**Input material:**
□ □ □ □ □ □ □
PR #10948, opened 2026-09-19
🐛 os: report the epoch of a pacman package

tas50:
Follow-up to #10946, promised in its description.

## Problem

pacman keeps the epoch inside the version, the way dpkg does. A package versioned `1:1.8.13-1` reported `epoch: ""`.

Both readers are affected — the `pacman -Q` one and the local-database one added in #10945 — so the field was empty however an Arch host was scanned.

### Measured, `menci/archlinuxarm:latest`

4 of 137 packages carry an epoch, and none reported it:

```
$ pacman -Q | grep ':'
iptables 1:1.8.13-1
lz4      1:1.10.0-2
nftables 1:1.1.7-3
zlib     1:1.3.2-3
```

| | before | after |
|---|---|---|
| `packages.length` | 137 | 137 |
| `packages.where(epoch != "").length` | **0** | **4** |

```
before: {"name":"zlib","version":"1:1.3.2-3","epoch":"",
         "purl":"pkg:alpm/arch/zlib@1:1.3.2-3?arch=aarch64&distro=archarm-rolling"}
after:  {"name":"zlib","version":"1:1.3.2-3","epoch":"1",
         "purl":"pkg:alpm/arch/zlib@1:1.3.2-3?arch=aarch64&distro=archarm-rolling&epoch=1"}
```

## Change

`version` stays exactly as pacman wrote it and `Epoch` carries the value on its own — the pairing the rpm and dpkg readers produce. Reuses `epochFromVersion` from #10946 rather than a second copy of the rule.

As for deb, the purl gains the `epoch=` qualifier that rpm purls have always carried. Same tradeoff as #10946, on 4 packages rather than ~13% of the inventory.

## Stacking

The first commit is #10946's (`epochFromVersion` lives there). **Merge #10946 first**; this then rebases to a single commit. The branch is cut from `main` *plus* that commit, so it already contains #10945 and will not conflict with the merged pacman reader.

## Tests

`TestPacmanEpoch` covers both readers with the real epoch-bearing packages from the container: `pacman -Q` output for `iptables`, and a desc record for `lz4`, each paired with an epoch-free package (`bash`) that must keep `epoch: ""` and gain no purl qualifier. Removing either `epochFromVersion` call makes its subtest fail.

## Verification

- `go test ./resources/packages/` — pass
- Live on `menci/archlinuxarm:latest`: `packages.where(epoch != "").length` = **4**, matching `pacman -Q | grep -c ':'` = **4**; `packages.length` still 137


czunker (approved):
LGTM
Thanks @tas50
□ □ □ □ □ □ □
**What you will do:**
Copy out every line of the data above, exactly as given.

**Exercise response:**
PR #10948, opened 2026-09-19
🐛 os: report the epoch of a pacman package

tas50:
Follow-up to #10946, promised in its description.

## Problem

pacman keeps the epoch inside the version, the way dpkg does. A package versioned `1:1.8.13-1` reported `epoch: ""`.

Both readers are affected — the `pacman -Q` one and the local-database one added in #10945 — so the field was empty however an Arch host was scanned.

### Measured, `menci/archlinuxarm:latest`

4 of 137 packages carry an epoch, and none reported it:

```
$ pacman -Q | grep ':'
iptables 1:1.8.13-1
lz4      1:1.10.0-2
nftables 1:1.1.7-3
zlib     1:1.3.2-3
```

| | before | after |
|---|---|---|
| `packages.length` | 137 | 137 |
| `packages.where(epoch != "").length` | **0** | **4** |

```
before: {"name":"zlib","version":"1:1.3.2-3","epoch":"",
         "purl":"pkg:alpm/arch/zlib@1:1.3.2-3?arch=aarch64&distro=archarm-rolling"}
after:  {"name":"zlib","version":"1:1.3.2-3","epoch":"1",
         "purl":"pkg:alpm/arch/zlib@1:1.3.2-3?arch=aarch64&distro=archarm-rolling&epoch=1"}
```

## Change

`version` stays exactly as pacman wrote it and `Epoch` carries the value on its own — the pairing the rpm and dpkg readers produce. Reuses `epochFromVersion` from #10946 rather than a second copy of the rule.

As for deb, the purl gains the `epoch=` qualifier that rpm purls have always carried. Same tradeoff as #10946, on 4 packages rather than ~13% of the inventory.

## Stacking

The first commit is #10946's (`epochFromVersion` lives there). **Merge #10946 first**; this then rebases to a single commit. The branch is cut from `main` *plus* that commit, so it already contains #10945 and will not conflict with the merged pacman reader.

## Tests

`TestPacmanEpoch` covers both readers with the real epoch-bearing packages from the container: `pacman -Q` output for `iptables`, and a desc record for `lz4`, each paired with an epoch-free package (`bash`) that must keep `epoch: ""` and gain no purl qualifier. Removing either `epochFromVersion` call makes its subtest fail.

## Verification

- `go test ./resources/packages/` — pass
- Live on `menci/archlinuxarm:latest`: `packages.where(epoch != "").length` = **4**, matching `pacman -Q | grep -c ':'` = **4**; `packages.length` still 137


czunker (approved):
LGTM
Thanks @tas50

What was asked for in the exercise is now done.